Work instructions:
Keep every character as it is and output all of the records.

[Data excerpts]
-------

PR #13559, opened 2018-12-06
fix for opencv4

### LINKED ISSUE #13288: OpenCV 4.0 Compatibility
OpenCV 4 is happening soon https://github.com/opencv/opencv/wiki/ChangeLog#version400. The big changes include the switch to C++11 and API changes.

If you have experience trying it out with MXNet, please do share your findings here. Thank you.

daleydeng:
## Description ##
Fix compatibility for opencv 4 with flags started with cv namespace.

@szha: resolves #13288

### DIFF
--- a/src/io/image_aug_default.cc
+++ b/src/io/image_aug_default.cc
@@ -479,14 +479,14 @@ class DefaultImageAugmenter : public ImageAugmenter {
         }
         if (i == 1) {
           // contrast
-          cvtColor(res, temp_, CV_RGB2GRAY);
+          cvtColor(res, temp_, cv::COLOR_RGB2GRAY);
           float gray_mean = cv::mean(temp_)[0];
           res.convertTo(res, -1, alpha_c, (1 - alpha_c) * gray_mean);
         }
         if (i == 2) {
           // saturation
-          cvtColor(res, temp_, CV_RGB2GRAY);
-          cvtColor(temp_, temp_, CV_GRAY2BGR);
+          cvtColor(res, temp_, cv::COLOR_RGB2GRAY);
+          cvtColor(temp_, temp_, cv::COLOR_GRAY2BGR);
           cv::addWeighted(res, alpha_s, temp_, 1 - alpha_s, 0.0, res);
         }
       }
@@ -495,7 +495,7 @@ class DefaultImageAugmenter : public ImageAugmenter {
     // color space augmentation
     if (param_.random_h != 0 || param_.random_s != 0 || param_.random_l != 0) {
       std::uniform_real_distribution<float> rand_uniform(0, 1);
-      cvtColor(res, res, CV_BGR2HLS);
+      cvtColor(res, res, cv::COLOR_BGR2HLS);
       // use an approximation of gaussian distribution to reduce extreme value
       float rh = rand_uniform(*prnd); rh += 4 * rand_uniform(*prnd); rh = rh / 5;
       float rs = rand_uniform(*prnd); rs += 4 * rand_uniform(*prnd); rs = rs / 5;
@@ -515,7 +515,7 @@ class DefaultImageAugmenter : public ImageAugmenter {
           }
         }
       }
-      cvtColor(res, res, CV_HLS2BGR);
+      cvtColor(res, res, cv::COLOR_HLS2BGR);
     }
 
     // pca noise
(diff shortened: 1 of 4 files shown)


larroy:
I checked the docs from opencv the older flags are enums, are we sure the ones in the namespace are compatible it was not clear to me from a quick look to the documentation even though CI agrees.

szha:
@larroy the flags are used in conjunction with the opencv function calls, so even if the value changes, as long as the input/output remains the same, it should still work.

zhreshold:
LGTM, but not sure if every single ENUM is covered in this PR, is this process still conducted by eyes?

daleydeng:
i have compiled successfully. you can use grep to found every instances of cv flags

Roshrini:
@larroy @zhreshold Is this PR good to go?

wkcn:
The current source of MXNet is not compatible with OpenCV4, and this PR fixes the issue.

In Arch Linux, The package name of OpenCV4 has been changed to `opencv4` rather than `opencv`, so I change the Makefile L138~L145:
```Makefile
# setup opencv
ifeq ($(USE_OPENCV), 1)
	CFLAGS += -DMXNET_USE_OPENCV=1 $(shell pkg-config --cflags opencv4)
	LDFLAGS += $(filter-out -lopencv_ts, $(shell pkg-config --libs opencv4))
	BIN += bin/im2rec
else
	CFLAGS+= -DMXNET_USE_OPENCV=0
endif
```

wkcn:
@szha Yes. 
However, In Arch Linux, ‘pkg-config --cflags opencv’ will raise the error ‘package opencv not found’ after installing OpenCV4.
I don’t know whether does the error also occur on other operating systems like Ubuntu.

gigasquid:
I was just trying to setup a new mac and now `brew install opencv` gives you 4.0 with no way (through brew) to get opencv3 :(

So this PR is pretty important to tested/merged

gigasquid:
on OSX  - I cannot do a make without errors due to `package opencv not found’. 

```Package opencv was not found in the pkg-config search path.
Perhaps you should add the directory containing `opencv.pc'
to the PKG_CONFIG_PATH environment variable
No package 'opencv' found
```

and 

```src/imperative/../profiler/./profiler.h:1186:8: warning: lambda capture 'this' is not used [-Wunused-lambda-capture]
      [this](OprExecStat *stat) {}, name_.c_str(), dev_type_, dev_id_,
       ^
In file included from src/io/image_aug_default.cc:31:
src/io/./image_augmenter.h:31:10: fatal error: 'opencv2/opencv.hpp' file not found
#include <opencv2/opencv.hpp>
```

This is because as @wkcn said above the pkg name has changed to `opencv4` from `opencv`

```
ls -l /usr/local/lib/pkgconfig
opencv4.pc -> ../../Cellar/opencv/4.0.1/lib/pkgconfig/opencv4.pc
```

If I make the changes to the Makefile that @wkcn suggested to change it to opencv4, it will work - however we would also need to change all the CI files to bump opencv as well as coordinate changing building of nightly distributions
cc @marcoabreu @lanking520 

Maybe we could put a switch in the Makefile or another config to specify what version of opencv you have? That way we could make the upgrade path easier.

Could the makefile somehow detect what version of opencv you have?

chinakook:
Manjaro(based on Arch) system should be supported because it's widely used and opencv 4 is the default version on Manjaro/Arch.

marcoabreu:
Yeah I'd be in favour if you upgrade to OpenCV4 in our Ci while you're at it.

lanking520:
Do we still have OpenCV 2 and 3 support if we switch the namespace? Since CI now are using CV2 and publish using CV3

vandanavk:
what are the next steps on this PR?

ankkhedia:
@daleydeng Could you please take a look into the comments above?

wkcn:
Thanks for your contribution! @daleydeng 

@szha @zhreshold @anirudh2290 
Hi! Is it available to merge this PR? Thanks!

zhreshold:
I see there's comment not addressed yet?

vandanavk:
@mxnet-label-bot update [pr-awaiting-response]

szha:
The issues in this PR are being fixed in #14313

wkcn:
Sorry that I submited another PR, which supports multiple versions of OpenCV.
https://github.com/apache/incubator-mxnet/pull/14313

Thanks for your contribution!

-------

Answer:
PR #13559, opened 2018-12-06
fix for opencv4

### LINKED ISSUE #13288: OpenCV 4.0 Compatibility
OpenCV 4 is happening soon https://github.com/opencv/opencv/wiki/ChangeLog#version400. The big changes include the switch to C++11 and API changes.

If you have experience trying it out with MXNet, please do share your findings here. Thank you.

daleydeng:
## Description ##
Fix compatibility for opencv 4 with flags started with cv namespace.

@szha: resolves #13288

### DIFF
--- a/src/io/image_aug_default.cc
+++ b/src/io/image_aug_default.cc
@@ -479,14 +479,14 @@ class DefaultImageAugmenter : public ImageAugmenter {
         }
         if (i == 1) {
           // contrast
-          cvtColor(res, temp_, CV_RGB2GRAY);
+          cvtColor(res, temp_, cv::COLOR_RGB2GRAY);
           float gray_mean = cv::mean(temp_)[0];
           res.convertTo(res, -1, alpha_c, (1 - alpha_c) * gray_mean);
         }
         if (i == 2) {
           // saturation
-          cvtColor(res, temp_, CV_RGB2GRAY);
-          cvtColor(temp_, temp_, CV_GRAY2BGR);
+          cvtColor(res, temp_, cv::COLOR_RGB2GRAY);
+          cvtColor(temp_, temp_, cv::COLOR_GRAY2BGR);
           cv::addWeighted(res, alpha_s, temp_, 1 - alpha_s, 0.0, res);
         }
       }
@@ -495,7 +495,7 @@ class DefaultImageAugmenter : public ImageAugmenter {
     // color space augmentation
     if (param_.random_h != 0 || param_.random_s != 0 || param_.random_l != 0) {
       std::uniform_real_distribution<float> rand_uniform(0, 1);
-      cvtColor(res, res, CV_BGR2HLS);
+      cvtColor(res, res, cv::COLOR_BGR2HLS);
       // use an approximation of gaussian distribution to reduce extreme value
       float rh = rand_uniform(*prnd); rh += 4 * rand_uniform(*prnd); rh = rh / 5;
       float rs = rand_uniform(*prnd); rs += 4 * rand_uniform(*prnd); rs = rs / 5;
@@ -515,7 +515,7 @@ class DefaultImageAugmenter : public ImageAugmenter {
           }
         }
       }
-      cvtColor(res, res, CV_HLS2BGR);
+      cvtColor(res, res, cv::COLOR_HLS2BGR);
     }
 
     // pca noise
(diff shortened: 1 of 4 files shown)


larroy:
I checked the docs from opencv the older flags are enums, are we sure the ones in the namespace are compatible it was not clear to me from a quick look to the documentation even though CI agrees.

szha:
@larroy the flags are used in conjunction with the opencv function calls, so even if the value changes, as long as the input/output remains the same, it should still work.

zhreshold:
LGTM, but not sure if every single ENUM is covered in this PR, is this process still conducted by eyes?

daleydeng:
i have compiled successfully. you can use grep to found every instances of cv flags

Roshrini:
@larroy @zhreshold Is this PR good to go?

wkcn:
The current source of MXNet is not compatible with OpenCV4, and this PR fixes the issue.

In Arch Linux, The package name of OpenCV4 has been changed to `opencv4` rather than `opencv`, so I change the Makefile L138~L145:
```Makefile
# setup opencv
ifeq ($(USE_OPENCV), 1)
	CFLAGS += -DMXNET_USE_OPENCV=1 $(shell pkg-config --cflags opencv4)
	LDFLAGS += $(filter-out -lopencv_ts, $(shell pkg-config --libs opencv4))
	BIN += bin/im2rec
else
	CFLAGS+= -DMXNET_USE_OPENCV=0
endif
```

wkcn:
@szha Yes. 
However, In Arch Linux, ‘pkg-config --cflags opencv’ will raise the error ‘package opencv not found’ after installing OpenCV4.
I don’t know whether does the error also occur on other operating systems like Ubuntu.

gigasquid:
I was just trying to setup a new mac and now `brew install opencv` gives you 4.0 with no way (through brew) to get opencv3 :(

So this PR is pretty important to tested/merged

gigasquid:
on OSX  - I cannot do a make without errors due to `package opencv not found’. 

```Package opencv was not found in the pkg-config search path.
Perhaps you should add the directory containing `opencv.pc'
to the PKG_CONFIG_PATH environment variable
No package 'opencv' found
```

and 

```src/imperative/../profiler/./profiler.h:1186:8: warning: lambda capture 'this' is not used [-Wunused-lambda-capture]
      [this](OprExecStat *stat) {}, name_.c_str(), dev_type_, dev_id_,
       ^
In file included from src/io/image_aug_default.cc:31:
src/io/./image_augmenter.h:31:10: fatal error: 'opencv2/opencv.hpp' file not found
#include <opencv2/opencv.hpp>
```

This is because as @wkcn said above the pkg name has changed to `opencv4` from `opencv`

```
ls -l /usr/local/lib/pkgconfig
opencv4.pc -> ../../Cellar/opencv/4.0.1/lib/pkgconfig/opencv4.pc
```

If I make the changes to the Makefile that @wkcn suggested to change it to opencv4, it will work - however we would also need to change all the CI files to bump opencv as well as coordinate changing building of nightly distributions
cc @marcoabreu @lanking520 

Maybe we could put a switch in the Makefile or another config to specify what version of opencv you have? That way we could make the upgrade path easier.

Could the makefile somehow detect what version of opencv you have?

chinakook:
Manjaro(based on Arch) system should be supported because it's widely used and opencv 4 is the default version on Manjaro/Arch.

marcoabreu:
Yeah I'd be in favour if you upgrade to OpenCV4 in our Ci while you're at it.

lanking520:
Do we still have OpenCV 2 and 3 support if we switch the namespace? Since CI now are using CV2 and publish using CV3

vandanavk:
what are the next steps on this PR?

ankkhedia:
@daleydeng Could you please take a look into the comments above?

wkcn:
Thanks for your contribution! @daleydeng 

@szha @zhreshold @anirudh2290 
Hi! Is it available to merge this PR? Thanks!

zhreshold:
I see there's comment not addressed yet?

vandanavk:
@mxnet-label-bot update [pr-awaiting-response]

szha:
The issues in this PR are being fixed in #14313

wkcn:
Sorry that I submited another PR, which supports multiple versions of OpenCV.
https://github.com/apache/incubator-mxnet/pull/14313

Thanks for your contribution!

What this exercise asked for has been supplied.